= Sigrgarðs saga ok Valbrands =

Icelandic romance saga

Sigrgarðs saga ok Valbrands is a medieval Icelandic romance saga.

== Synopsis ==

Kalinke and Mitchell summarise the saga thus:

Composed in Iceland, presumably in the fourteenth century. Sigrgarðr, son of King Valdimar of England, obtains a magic harp from the dwarf Gestr in exchange for promising to give him his first-born son. He wins Florida, daughter of King Ptolemeus, by defeating Valbrandr, another suitor, at arms and at harp playing. Valbrandr takes revenge first by stabbing Sigrgarðr and then by killing the king in battle. Florida's two sons by Sigrgarðr are thrown into the sea, but one is rescued by a crow. King Valdimar of England frees Florida and her
mother. Fifteen years later a joyful reunion takes place in England when Gestr arrives with the rescued son whom he had raised.
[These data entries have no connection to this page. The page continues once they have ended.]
PR #4322, opened 2025-10-01
Fix bug where servers rejected event stream content type

rcoh:
## Motivation and Context
There is a bug in the generated server SDK where for operations with an output event stream, it rejects `application/vnd.amazon.eventstream`, instead expecting `application/cbor`.

This is incorrect. However, we need to maintain backwards compatibility with existing clients. This adds a new fallback option that protocols can set to handle this for RpcV2Cbor.

## Description
- Small refactoring to extract a mime-type generator
- Allow accepting multiple headers as required.

## Testing
I briefly went down the path of trying to get this to work as a protocol test but ultimately it became too much of a yak shave.

I added a unit test that should be sufficient.

## Checklist

----

### DIFF
--- a/.changelog/1759353705.md
+++ b/.changelog/1759353705.md
@@ -1,0 +1,14 @@
+---
+applies_to:
+  - server
+authors:
+  - rcoh
+references: [ ]
+breaking: false
+new_feature: false
+bug_fix: true
+---
+
+Fix bug where servers rejected `application/vnd.amazon.evenstream` ACCEPT header for RPCv2Cbor
+
+This change allows this header while also allowing `application/cbor` for backwards compatibility.


codegen-server/src/main/kotlin/software/amazon/smithy/rust/codegen/server/smithy/protocols/ServerHttpBoundProtocolGenerator.kt
```diff
@@ -228,43 +229,34 @@ class ServerHttpBoundProtocolTraitImplGenerator(
...
-                                });
-                                """
-                        }
-                    rustTemplate(init, *codegenScope)
+                    val legacyContentType = httpBindingResolver.legacyBackwardsCompatContentType(operationShape)
+                    if (legacyContentType != null) {
+                        // For operations with legacy backwards compatibility, accept both content types
+                        rustTemplate(
+                            """
+                            if !#{SmithyHttpServer}::protocol::accept_header_classifier(request.headers(), &#{ContentType}) &&
```
drganjoo, line 241: I wonder what happens if someone sends a comma separated `Accept`?

```
Accept: application/cbor, application/json
```

drganjoo (approved):

PR #4330, opened 2025-10-03
feat(rust): Add tags to AssumeRoleProviderBuilder

c-thiel:
## Motivation and Context
See https://github.com/awslabs/aws-sdk-rust/issues/1366

## Description
See https://github.com/awslabs/aws-sdk-rust/issues/1366

## Checklist

----


c-thiel:
Not really sure about the changelog. Please change it as desired.

aws/rust-runtime/aws-config/src/sts/assume_role.rs
```diff
@@ -198,6 +200,15 @@ impl AssumeRoleProviderBuilder {
         self
     }
 
+    /// Set the session tags
+    /// 
+    /// A list of session tags that you want to pass. Each session tag consists of a key name and an associated value.
+    /// For more information, see `[Tag]`.
+    pub fn tags(mut self, tags: Vec<Tag>) -> Self {
```
ysaito1001: nit: you could use `tags: impl Into<Vec<Tag>>` as a parameter to allow a bit more flexibility.

Thank you for contributing!

c-thiel: Gladly, let me fix that. I was using `Vec` only because other endpoints, such as `policy_arns` are equally unflexible.

rcoh (approved):

rcoh:
thanks!

ysaito1001:
Just realized one thing. [This CI check](https://github.com/smithy-lang/smithy-rs/actions/runs/18226703996/job/51904390504#step:4:1862) complains that the `tag` method now exposes a type that previously wasn't exposed. However, the method cannot take the `Tag` type from `aws_sdk_sts` directly either because `aws-config` should only depend on so-called runtime crates publicly (those listed in its allowed [external-types](https://github.com/c-thiel/smithy-rs/blob/f166e6cbe5bc1aad79c8a1c0953f6725b654b981/aws/rust-runtime/aws-config/external-types.toml#L6-L38)) but not on generated SDK crates like `aws-sdk-sts` (ok to depend on them privately as implementation details).

One way to work around this is for the `tag` method to take plain `String`s for key & value for tags, like
```
pub fn tags<K, V>(mut self, tags: impl IntoIterator<Item = (K, V)>) -> Self 
where
    K: Into<String>,
    V: Into<String>,
{...}
```
This is why a sibling method `policy_arns` takes a vec of plain `String`s instead of a vec of `PolicyDescriptorType`s.

Alternatively, we could define own tag type somewhere in the `aws-config` crate, and let the `tags` method take a vec of that tag type instead.

c-thiel:
> Just realized one thing. [This CI check](https://github.com/smithy-lang/smithy-rs/actions/runs/18226703996/job/51904390504#step:4:1862) complains that the `tag` method now exposes a type that previously wasn't exposed. However, the method cannot take the `Tag` type from `aws_sdk_sts` directly either because `aws-config` should only depend on so-called runtime crates publicly (those listed in its allowed [external-types](https://github.com/c-thiel/smithy-rs/blob/f166e6cbe5bc1aad79c8a1c0953f6725b654b981/aws/rust-runtime/aws-config/external-types.toml#L6-L38)) but not on generated SDK crates like `aws-sdk-sts` (ok to depend on them privately as implementation details).
> 
> One way to work around this is for the `tag` method to take plain `String`s for key & value for tags, like
> 
> ```
> pub fn tags<K, V>(mut self, tags: impl IntoIterator<Item = (K, V)>) -> Self 
> where
>     K: Into<String>,
>     V: Into<String>,
> {...}
> ```
> 
> This is why a sibling method `policy_arns` takes a vec of plain `String`s instead of a vec of `PolicyDescriptorType`s.
> 
> Alternatively, we could define own tag type somewhere in the `aws-config` crate, and let the `tags` method take a vec of that tag type instead.

@ysaito1001 

I made the change, but we have a small problem here: Due to the absolutely awful builder of `Tag`, there is not typesafe constructor for this dead-simple type.  The build method only fails if either key or value is None, which in our implementation cannot be the case. Hence I currently use unwrap, even though this is not nice.
The alternative would be to expose the Error type, this is however a type the sts crate again.

aws/rust-runtime/aws-config/src/sts/assume_role.rs
```diff
@@ -198,6 +200,24 @@ impl AssumeRoleProviderBuilder {
...
+    /// For more information, see `[Tag]`.
+    pub fn tags<K, V>(mut self, tags: impl IntoIterator<Item = (K, V)>) -> Self 
+    where
+        K: Into<String>,
+        V: Into<String>{
+        self.tags = Some(
+            tags.into_iter()
+                // Unwrap won't fail as both key and value are specified.
+                // Currently Tag does not have an infallible build method.
+                .map(|(k, v)| Tag::builder().key(k).value(v).build().unwrap())
```
rcoh:
```suggestion
                .map(|(k, v)| Tag::builder().key(k).value(v).build().expect("this is unreachable: both k and v are set"))
```

rcoh (approved):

Young Sigrgarðr avenges his father's death by killing Valbrandr.

== Manuscripts ==

Unless otherwise stated, manuscripts listed here are from Kalinke and Mitchell's survey:

| IB 184 4to (late 18th c and 1800) |
| IB 185 8vo (ca 1770) |
| AM 522 4to (17th c) |
| AM 523 4to (late 17th c) |
| BL Add 24,970 4to (ca 1800) |
| Héraðsskjalasafn Borgarfjarðar, Borgarnes: MS 22 (ca 1860) |
| IB 51 fol (ca 1688) |
| JS 640 4to (17th-19th c) |
| Lbs 1496 4to (1883) |
| Lbs 1942 4to (1872) |
| Lbs 2319 4to (1727-29) |
| Lbs 824 4to (late 18th c) |
| NKS 1695 4to (late 18th c) |
| Papp 8vo nr 8 (ca 1650) |
| Perg 8vo nr 10 II (late 15th c) |
| Rask 31 (18th c) |
| AM 576 b 4to (ca 1700) (excerpt and resumé) |
| Winnipeg, Elizabeth Dafoe Library, ISDA JB3 1 4to (19th c.) |
| NKS 1144 fol (18th c) (excerpt and resumé) |

Two manuscripts are listed by Kalinke and Mitchell as containing Sigurgarðs saga frækna which actually contain Sigurgarðs saga og Valbrands: Lbs 1496 4to (1883) and Lbs 2319 4to (1727-1729). Likewise, Handrit.is lists Lbs 4547 8vo as containing Sigurgarðs saga frækna, also incorrectly.

== Editions and translations ==

- Agnete Loth (ed.), Late Medieval Icelandic Romances, Editiones Arnamagæanae, series B, 20–24, 5 vols (Copenhagen: Munksgaard, 1962–65), V, 109-94. [The principal scholarly edition.]